I am observing that writing to global memory takes 14 times as much time as reading from it. I am using an integrated GPU. Am I doing something wrong, or are differences of this order to be expected?
It’s faster because the compiler is smart. It’s properly optimizing the program to remove the now-dead code. Since you never use the variable temp, it’s thrown out, and the compiler probably reduces your whole test kernel to a no-op.
But “matrix” is in global memory, and temp is stored in there. But let’s not get bogged down with code details. So I should expect global reads and writes to take the same amout of time?

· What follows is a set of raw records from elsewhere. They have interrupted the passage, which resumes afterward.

PR #516, opened 2023-04-26
Add support for VCL

ponkio-o:
Added vcl (Varnish Configuration Language)
See. https://www.varnish-software.com/developers/tutorials/varnish-configuration-language-vcl/#comments

### DIFF
--- a/autoload/nerdcommenter.vim
+++ b/autoload/nerdcommenter.vim
@@ -421,6 +421,7 @@ let s:delimiterMap = {
     \ 'vala': { 'left': '//', 'leftAlt': '/*', 'rightAlt': '*/' },
     \ 'vasp': { 'left': '!' },
     \ 'vb': { 'left': "'" },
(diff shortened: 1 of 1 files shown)


alerque (changes requested):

Under ideal circumstances (all reads/writes coalesced), writes and reads should perform fairly equally. I benchmarked this long ago, look for a bw_test posted to the forums by MisterAnderson42. The trick to beating the dead code optimizer is to put the value you read into shared memory - then the dead code optimizer assumes that some other thread just may read it and doesn’t optimize the read away (unless CUDA 3.2 has gotten smarter in this regard).
In more common situations, where coalescing isn’t always 100%, (and on compute 2.0 and newer), writes are often slower then reads. Why? Reads are cached in L1. While writes are cached in L2, the crossbar that moves the write from the SM to L2 deals only in 128-byte contiguous segments. If your write is “uncoalesced”, then multiple 128-byte transactions are made to the L2.